▶ **Problem to work on**: Output the records in full, exactly as given.

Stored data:
'''

PR #32, opened 2024-05-03
OUT-317 Add "Please provide a Valid Token" message instead of triggering an Error

arpandhakal:
### Tasks

- [Add "Please provide a Valid Token" message instead of triggering an Error](https://linear.app/copilotplatforms/issue/OUT-317/add-please-provide-a-valid-token-message-instead-of-triggering-an)

### Changes

- added a token error boundary 
- added invalidtoken component and invoked the component if token is empty is not valid 

### Testing Criteria

- [ LOOM](https://www.loom.com/share/3df6ef8e38e54efabfe413ed5aba6fcb)


src/components/invalidToken/index.tsx
```diff
@@ -0,0 +1,18 @@
...
+        fontSize: 'clamp(20px, 4vw, 42px)',
+        fontFamily: 'monospace',
+      }}
+    >
+      Please provide a valid token!
+    </div>
+  )
+}
+
+export default InvalidToken
```
aatbip, line 18: Can we use the next.js error component to define the UI error boundary instead of custom component? With next.js error component, it will be helpful to catch other types of error as well. [See this reference.](https://nextjs.org/docs/app/api-reference/file-conventions/error)

aatbip (changes requested):

src/app/page.tsx
```diff
@@ -1,8 +1,16 @@
 import { DndWrapper } from '@/hoc/DndWrapper'
 import { TaskBoard } from './ui/TaskBoard'
 import { Header } from '@/components/layouts/Header'
+import { z } from 'zod'
+import InvalidToken from '@/components/invalidToken'
```
rrojan, line 5: Please use PascalCase while naming component folders
```suggestion
import { z } from 'zod'
import InvalidToken from '@/components/InvalidToken'
```

rrojan (changes requested):

src/app/error.tsx
```diff
@@ -1,9 +1,29 @@
...
+'use client'
 
-export default function GlobalError({ error }: { error: Error & { digest?: string } }) {
+import React from 'react'
+
+const getErrorMessage = (error: Error & { digest: string }) => {
+  if (error.message) {
+    return error.message
+  }
+  return 'Something went wrong'
```
rrojan, line 9:
```suggestion
const getErrorMessage = (error: Error & { digest: string }) =>
  error.message ?? 'Something went wrong'
```

rrojan: Can we also make sure this won't expose sensitive / technical information to this component?

This block catches all errors and displays their error message. All `Error` objects have a message so `if (message) -> "XYZ" || "Something went wrong"` really doesn't make sense. A non-technical user seeing something like "Fetch failed" or a long cryptic error message for a state update error would not be preferable - instead we would like to show "Something went wrong" in those cases.

rrojan (changes requested):

foleyatwork (approved):

aatbip (approved):
lgtm

rrojan (changes requested):
LGTM! :trophy:

rrojan (approved):
LGTM! :trophy:

aatbip (changes requested):
I have a few concerns regarding this implementation. 
1. The `error.tsx` file doesn't seem to be handling the error for the empty token case. In production, next js strips out the actual error thrown and includes only a generic message but only for the errors thrown from the server component. We can still make use of the next js error boundary to show errors thrown from the server component, using a intermediate client component. 
2. The `InvalidToken` component seems not so generic. Why don't we make this component as an intermediate component which is used to forward the error thrown from anywhere (including both server and client components) to the next js error boundary file?

foleyatwork (approved):

aatbip (approved):
lgtm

'''

▶ **Solved exercise**:
PR #32, opened 2024-05-03
OUT-317 Add "Please provide a Valid Token" message instead of triggering an Error

arpandhakal:
### Tasks

- [Add "Please provide a Valid Token" message instead of triggering an Error](https://linear.app/copilotplatforms/issue/OUT-317/add-please-provide-a-valid-token-message-instead-of-triggering-an)

### Changes

- added a token error boundary 
- added invalidtoken component and invoked the component if token is empty is not valid 

### Testing Criteria

- [ LOOM](https://www.loom.com/share/3df6ef8e38e54efabfe413ed5aba6fcb)


src/components/invalidToken/index.tsx
```diff
@@ -0,0 +1,18 @@
...
+        fontSize: 'clamp(20px, 4vw, 42px)',
+        fontFamily: 'monospace',
+      }}
+    >
+      Please provide a valid token!
+    </div>
+  )
+}
+
+export default InvalidToken
```
aatbip, line 18: Can we use the next.js error component to define the UI error boundary instead of custom component? With next.js error component, it will be helpful to catch other types of error as well. [See this reference.](https://nextjs.org/docs/app/api-reference/file-conventions/error)

aatbip (changes requested):

src/app/page.tsx
```diff
@@ -1,8 +1,16 @@
 import { DndWrapper } from '@/hoc/DndWrapper'
 import { TaskBoard } from './ui/TaskBoard'
 import { Header } from '@/components/layouts/Header'
+import { z } from 'zod'
+import InvalidToken from '@/components/invalidToken'
```
rrojan, line 5: Please use PascalCase while naming component folders
```suggestion
import { z } from 'zod'
import InvalidToken from '@/components/InvalidToken'
```

rrojan (changes requested):

src/app/error.tsx
```diff
@@ -1,9 +1,29 @@
...
+'use client'
 
-export default function GlobalError({ error }: { error: Error & { digest?: string } }) {
+import React from 'react'
+
+const getErrorMessage = (error: Error & { digest: string }) => {
+  if (error.message) {
+    return error.message
+  }
+  return 'Something went wrong'
```
rrojan, line 9:
```suggestion
const getErrorMessage = (error: Error & { digest: string }) =>
  error.message ?? 'Something went wrong'
```

rrojan: Can we also make sure this won't expose sensitive / technical information to this component?

This block catches all errors and displays their error message. All `Error` objects have a message so `if (message) -> "XYZ" || "Something went wrong"` really doesn't make sense. A non-technical user seeing something like "Fetch failed" or a long cryptic error message for a state update error would not be preferable - instead we would like to show "Something went wrong" in those cases.

rrojan (changes requested):

foleyatwork (approved):

aatbip (approved):
lgtm

rrojan (changes requested):
LGTM! :trophy:

rrojan (approved):
LGTM! :trophy:

aatbip (changes requested):
I have a few concerns regarding this implementation. 
1. The `error.tsx` file doesn't seem to be handling the error for the empty token case. In production, next js strips out the actual error thrown and includes only a generic message but only for the errors thrown from the server component. We can still make use of the next js error boundary to show errors thrown from the server component, using a intermediate client component. 
2. The `InvalidToken` component seems not so generic. Why don't we make this component as an intermediate component which is used to forward the error thrown from anywhere (including both server and client components) to the next js error boundary file?

foleyatwork (approved):

aatbip (approved):
lgtm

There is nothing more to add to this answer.